(Records from a data collection)
__________
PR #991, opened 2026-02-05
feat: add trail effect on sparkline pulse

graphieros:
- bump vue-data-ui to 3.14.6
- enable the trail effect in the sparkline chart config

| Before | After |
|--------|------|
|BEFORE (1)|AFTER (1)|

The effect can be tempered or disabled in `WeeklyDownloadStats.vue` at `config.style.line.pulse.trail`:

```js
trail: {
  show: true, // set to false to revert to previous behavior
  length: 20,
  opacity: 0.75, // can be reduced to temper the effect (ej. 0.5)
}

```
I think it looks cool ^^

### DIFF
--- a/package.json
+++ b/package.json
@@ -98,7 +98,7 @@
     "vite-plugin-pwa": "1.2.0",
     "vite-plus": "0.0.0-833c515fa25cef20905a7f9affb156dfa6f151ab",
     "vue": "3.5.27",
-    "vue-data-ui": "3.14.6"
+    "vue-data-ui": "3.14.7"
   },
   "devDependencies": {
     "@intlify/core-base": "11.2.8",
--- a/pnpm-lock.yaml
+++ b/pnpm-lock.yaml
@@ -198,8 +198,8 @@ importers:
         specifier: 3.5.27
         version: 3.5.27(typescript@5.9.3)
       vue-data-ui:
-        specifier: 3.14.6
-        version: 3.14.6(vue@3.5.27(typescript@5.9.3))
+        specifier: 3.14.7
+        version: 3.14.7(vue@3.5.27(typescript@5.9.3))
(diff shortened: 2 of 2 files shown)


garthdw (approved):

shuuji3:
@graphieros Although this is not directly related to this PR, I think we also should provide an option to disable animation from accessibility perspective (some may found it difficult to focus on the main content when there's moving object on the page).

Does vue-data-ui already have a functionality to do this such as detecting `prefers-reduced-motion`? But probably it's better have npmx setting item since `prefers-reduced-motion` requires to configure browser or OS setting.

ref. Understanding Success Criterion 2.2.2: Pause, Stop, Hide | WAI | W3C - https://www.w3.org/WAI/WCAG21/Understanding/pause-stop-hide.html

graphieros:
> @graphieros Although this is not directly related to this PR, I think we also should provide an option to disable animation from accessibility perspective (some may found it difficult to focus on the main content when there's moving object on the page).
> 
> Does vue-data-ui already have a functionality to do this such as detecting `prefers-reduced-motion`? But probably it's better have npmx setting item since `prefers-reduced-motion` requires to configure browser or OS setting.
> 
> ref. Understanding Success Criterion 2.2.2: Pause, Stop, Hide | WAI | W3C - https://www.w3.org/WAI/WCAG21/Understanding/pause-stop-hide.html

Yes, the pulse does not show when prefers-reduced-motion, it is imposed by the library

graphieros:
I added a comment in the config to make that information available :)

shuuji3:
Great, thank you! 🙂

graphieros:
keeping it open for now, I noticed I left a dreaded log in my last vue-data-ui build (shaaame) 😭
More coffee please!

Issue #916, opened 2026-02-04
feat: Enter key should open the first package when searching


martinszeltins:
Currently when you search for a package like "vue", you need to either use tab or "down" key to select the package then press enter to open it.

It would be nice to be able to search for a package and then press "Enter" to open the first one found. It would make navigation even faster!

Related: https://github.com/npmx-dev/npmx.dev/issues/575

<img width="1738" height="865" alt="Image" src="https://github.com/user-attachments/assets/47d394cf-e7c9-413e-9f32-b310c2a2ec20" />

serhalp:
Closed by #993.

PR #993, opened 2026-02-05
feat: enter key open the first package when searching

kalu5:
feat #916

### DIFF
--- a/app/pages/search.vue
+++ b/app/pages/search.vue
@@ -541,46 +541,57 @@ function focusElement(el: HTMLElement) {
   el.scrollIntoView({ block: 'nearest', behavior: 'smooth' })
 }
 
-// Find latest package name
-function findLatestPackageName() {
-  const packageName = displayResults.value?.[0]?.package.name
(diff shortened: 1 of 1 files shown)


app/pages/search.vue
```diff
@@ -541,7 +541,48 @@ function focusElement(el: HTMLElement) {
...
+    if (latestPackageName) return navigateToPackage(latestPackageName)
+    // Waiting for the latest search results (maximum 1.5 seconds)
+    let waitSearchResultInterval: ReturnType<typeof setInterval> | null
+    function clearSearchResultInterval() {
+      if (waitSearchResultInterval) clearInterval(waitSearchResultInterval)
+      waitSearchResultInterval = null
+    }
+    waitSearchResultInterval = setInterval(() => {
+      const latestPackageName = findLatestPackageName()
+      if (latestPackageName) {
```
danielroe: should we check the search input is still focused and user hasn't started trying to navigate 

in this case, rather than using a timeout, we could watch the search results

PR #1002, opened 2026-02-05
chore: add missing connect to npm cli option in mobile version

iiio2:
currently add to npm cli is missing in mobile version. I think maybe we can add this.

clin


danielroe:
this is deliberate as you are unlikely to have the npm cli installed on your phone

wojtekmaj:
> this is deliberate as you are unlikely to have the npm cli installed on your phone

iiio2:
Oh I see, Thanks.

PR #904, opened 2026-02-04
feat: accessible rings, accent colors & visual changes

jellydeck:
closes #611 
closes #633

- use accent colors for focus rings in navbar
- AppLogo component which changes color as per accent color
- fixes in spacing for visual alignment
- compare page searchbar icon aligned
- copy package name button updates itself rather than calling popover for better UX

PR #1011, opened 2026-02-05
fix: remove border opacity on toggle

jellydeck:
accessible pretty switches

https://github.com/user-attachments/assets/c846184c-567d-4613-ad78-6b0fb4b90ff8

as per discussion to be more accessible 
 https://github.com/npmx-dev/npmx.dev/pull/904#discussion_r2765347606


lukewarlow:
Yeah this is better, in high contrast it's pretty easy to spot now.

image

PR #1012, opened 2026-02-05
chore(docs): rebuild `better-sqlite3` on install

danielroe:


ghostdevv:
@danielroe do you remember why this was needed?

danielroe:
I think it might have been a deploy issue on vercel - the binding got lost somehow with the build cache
__________
• **WORK ITEM**:
Copy all the data. Match it exactly.

• **RESPONSE AREA**:
PR #991, opened 2026-02-05
feat: add trail effect on sparkline pulse

graphieros:
- bump vue-data-ui to 3.14.6
- enable the trail effect in the sparkline chart config

| Before | After |
|--------|------|
|BEFORE (1)|AFTER (1)|

The effect can be tempered or disabled in `WeeklyDownloadStats.vue` at `config.style.line.pulse.trail`:

```js
trail: {
  show: true, // set to false to revert to previous behavior
  length: 20,
  opacity: 0.75, // can be reduced to temper the effect (ej. 0.5)
}

```
I think it looks cool ^^

### DIFF
--- a/package.json
+++ b/package.json
@@ -98,7 +98,7 @@
     "vite-plugin-pwa": "1.2.0",
     "vite-plus": "0.0.0-833c515fa25cef20905a7f9affb156dfa6f151ab",
     "vue": "3.5.27",
-    "vue-data-ui": "3.14.6"
+    "vue-data-ui": "3.14.7"
   },
   "devDependencies": {
     "@intlify/core-base": "11.2.8",
--- a/pnpm-lock.yaml
+++ b/pnpm-lock.yaml
@@ -198,8 +198,8 @@ importers:
         specifier: 3.5.27
         version: 3.5.27(typescript@5.9.3)
       vue-data-ui:
-        specifier: 3.14.6
-        version: 3.14.6(vue@3.5.27(typescript@5.9.3))
+        specifier: 3.14.7
+        version: 3.14.7(vue@3.5.27(typescript@5.9.3))
(diff shortened: 2 of 2 files shown)


garthdw (approved):

shuuji3:
@graphieros Although this is not directly related to this PR, I think we also should provide an option to disable animation from accessibility perspective (some may found it difficult to focus on the main content when there's moving object on the page).

Does vue-data-ui already have a functionality to do this such as detecting `prefers-reduced-motion`? But probably it's better have npmx setting item since `prefers-reduced-motion` requires to configure browser or OS setting.

ref. Understanding Success Criterion 2.2.2: Pause, Stop, Hide | WAI | W3C - https://www.w3.org/WAI/WCAG21/Understanding/pause-stop-hide.html

graphieros:
> @graphieros Although this is not directly related to this PR, I think we also should provide an option to disable animation from accessibility perspective (some may found it difficult to focus on the main content when there's moving object on the page).
> 
> Does vue-data-ui already have a functionality to do this such as detecting `prefers-reduced-motion`? But probably it's better have npmx setting item since `prefers-reduced-motion` requires to configure browser or OS setting.
> 
> ref. Understanding Success Criterion 2.2.2: Pause, Stop, Hide | WAI | W3C - https://www.w3.org/WAI/WCAG21/Understanding/pause-stop-hide.html

Yes, the pulse does not show when prefers-reduced-motion, it is imposed by the library

graphieros:
I added a comment in the config to make that information available :)

shuuji3:
Great, thank you! 🙂

graphieros:
keeping it open for now, I noticed I left a dreaded log in my last vue-data-ui build (shaaame) 😭
More coffee please!

Issue #916, opened 2026-02-04
feat: Enter key should open the first package when searching


martinszeltins:
Currently when you search for a package like "vue", you need to either use tab or "down" key to select the package then press enter to open it.

It would be nice to be able to search for a package and then press "Enter" to open the first one found. It would make navigation even faster!

Related: https://github.com/npmx-dev/npmx.dev/issues/575

<img width="1738" height="865" alt="Image" src="https://github.com/user-attachments/assets/47d394cf-e7c9-413e-9f32-b310c2a2ec20" />

serhalp:
Closed by #993.

PR #993, opened 2026-02-05
feat: enter key open the first package when searching

kalu5:
feat #916

### DIFF
--- a/app/pages/search.vue
+++ b/app/pages/search.vue
@@ -541,46 +541,57 @@ function focusElement(el: HTMLElement) {
   el.scrollIntoView({ block: 'nearest', behavior: 'smooth' })
 }
 
-// Find latest package name
-function findLatestPackageName() {
-  const packageName = displayResults.value?.[0]?.package.name
(diff shortened: 1 of 1 files shown)


app/pages/search.vue
```diff
@@ -541,7 +541,48 @@ function focusElement(el: HTMLElement) {
...
+    if (latestPackageName) return navigateToPackage(latestPackageName)
+    // Waiting for the latest search results (maximum 1.5 seconds)
+    let waitSearchResultInterval: ReturnType<typeof setInterval> | null
+    function clearSearchResultInterval() {
+      if (waitSearchResultInterval) clearInterval(waitSearchResultInterval)
+      waitSearchResultInterval = null
+    }
+    waitSearchResultInterval = setInterval(() => {
+      const latestPackageName = findLatestPackageName()
+      if (latestPackageName) {
```
danielroe: should we check the search input is still focused and user hasn't started trying to navigate 

in this case, rather than using a timeout, we could watch the search results

PR #1002, opened 2026-02-05
chore: add missing connect to npm cli option in mobile version

iiio2:
currently add to npm cli is missing in mobile version. I think maybe we can add this.

clin


danielroe:
this is deliberate as you are unlikely to have the npm cli installed on your phone

wojtekmaj:
> this is deliberate as you are unlikely to have the npm cli installed on your phone

iiio2:
Oh I see, Thanks.

PR #904, opened 2026-02-04
feat: accessible rings, accent colors & visual changes

jellydeck:
closes #611 
closes #633

- use accent colors for focus rings in navbar
- AppLogo component which changes color as per accent color
- fixes in spacing for visual alignment
- compare page searchbar icon aligned
- copy package name button updates itself rather than calling popover for better UX

PR #1011, opened 2026-02-05
fix: remove border opacity on toggle

jellydeck:
accessible pretty switches

https://github.com/user-attachments/assets/c846184c-567d-4613-ad78-6b0fb4b90ff8

as per discussion to be more accessible 
 https://github.com/npmx-dev/npmx.dev/pull/904#discussion_r2765347606


lukewarlow:
Yeah this is better, in high contrast it's pretty easy to spot now.

image

PR #1012, opened 2026-02-05
chore(docs): rebuild `better-sqlite3` on install

danielroe:


ghostdevv:
@danielroe do you remember why this was needed?

danielroe:
I think it might have been a deploy issue on vercel - the binding got lost somehow with the build cache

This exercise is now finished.